Culinary Colonialism, Caribbean Cookbooks, and Recipes for National Independence (Critical Caribbean Studies)
Description
Women across the Caribbean have been writing, reading, and exchanging cookbooks since at least the turn of the nineteenth century. These cookbooks are about much more than cooking. Through cookbooks, Caribbean women, and a few men, have shaped, embedded, and contested colonial and domestic orders, delineated the contours of independent national cultures, and transformed tastes for independence into flavors of domestic autonomy. Culinary Colonialism, Caribbean Cookbooks, and Recipes for National Independence integrates new documents into the Caribbean archive and presents them in a rare pan-Caribbean perspective. The first book-length consideration of Caribbean cookbooks, Culinary Colonialism joins a growing body of work in Caribbean studies and food studies that considers the intersections of food writing, race, class, gender, and nationality. A selection of recipes, culled from the archive that Culinary Colonialism assembles, allows readers to savor the confluence of culinary traditions and local specifications that connect and distinguish national cuisines in the Caribbean.
Praise for Culinary Colonialism, Caribbean Cookbooks, and Recipes for National Independence (Critical Caribbean Studies)
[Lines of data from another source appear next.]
PR #3203, opened 2026-08-17
fix(telemetry): set service.name to the node id on OTLP traces and metrics

DGHX12345:
## Problem
init_tracing accepts a `name` argument (documented as "Service name
for the traces") but ignores it, so every dora node exports with the
OTel SDK default `unknown_service:<binary>`. Backends (Jaeger, Tempo,
Grafana, Studio) cannot attribute spans or metrics per node —
per-node flame graphs and service filtering are unusable.

## Fix
Attach a service.name resource to both the tracer and meter providers.
dora nodes already pass their node id as the name
(TracingBuilder::new(node_id)).

## Test plan
- cargo test -p dora-tracing: 8 unit + 1 doc tests pass
  (added service_resource_sets_service_name)
- Manual: run a dataflow with DORA_OTLP_ENDPOINT pointed at an OTLP
  backend; spans now carry the node id as service.name

### DIFF
--- a/libraries/extensions/telemetry/tracing/src/lib.rs
+++ b/libraries/extensions/telemetry/tracing/src/lib.rs
@@ -181,7 +181,7 @@ impl TracingBuilder {
         // Initialize OTLP tracing - this returns a tracer and sets the global provider
         let sdk_tracer_provider = crate::telemetry::init_tracing(&self.name, &endpoint)
             .wrap_err("failed to initialize OTLP tracing exporter")?;
-        let meter_provider = metrics::init_meter_provider(&endpoint)
+        let meter_provider = metrics::init_meter_provider(&self.name, &endpoint)
             .wrap_err("failed to initialize OTLP metrics exporter")?;
 
         // TODO: Maybe this needs to be removed in favor of application level global.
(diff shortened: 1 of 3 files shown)


phil-opp:

I reviewed this change (attaching a `service.name` resource to the OTLP tracer and meter providers). No issues found:
- `init_tracing` previously accepted `_name` and discarded it, so nodes exported as the SDK default `unknown_service:<binary>`; it now builds a `service_resource(name)` and both `init_tracing` and `init_meter_provider` attach it, so spans and metrics are attributed per node id.
- The caller in `tracing/src/lib.rs` passes `&self.name` to `init_meter_provider`, matching the trace side.
- The added `service_resource_sets_service_name` test is meaningful — it reads back the `service.name` key and asserts the exact value, so it would fail if the resource were not set.

---

phil-opp:

Two notes, neither blocking. No start-up hazard: `Resource::builder().with_service_name(..).build()` is infallible, and `with_otlp_tracing` already bails before this point when `DORA_OTLP_ENDPOINT` is unset — so a misconfigured endpoint fails exactly as it does today.

**Semver, worth catching before 1.0.** `libraries/extensions/telemetry/tracing/src/metrics.rs:14` adds a parameter to `pub fn init_meter_provider`, which is a breaking signature change on a published crate while #3121 is preparing the 1.0.0 bump. Making it `pub(crate)`, or having it take the resource, avoids spending a major version on it.

**The test does not pin the wiring.** It asserts the helper builds the right `Resource`, but nothing asserts that `init_tracing` / `init_meter_provider` actually call it — deleting either `.with_resource(...)` line leaves the suite green.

"Drawing on a fascinating range of Caribbean texts and case studies, Culinary Colonialism shows how cookbooks have historically been at the heart of projects such as women’s organization, nation building and decolonization in the region. Valens' global focus and her interdisciplinary approach in this book provide new and exciting insights into how more recent Caribbean cookbooks continue to 'migrate and circulate' through the Caribbean diaspora and to intersect with twenty-first century issues such as geopolitics, climate disaster, and new media. Combining recipes and scholarly analysis, this is a book for all those interested in the Caribbean, in Food Studies and in the burgeoning study of the intersections between the two."
— Sarah Lawson Welsh
"A fascinating exploration of Caribbean creolization, anti-colonialism, and nationhood through the stories and concoctions of women who write and cook: 'kitchen poets,' Barbadian American novelist Paule Marshall would have called them."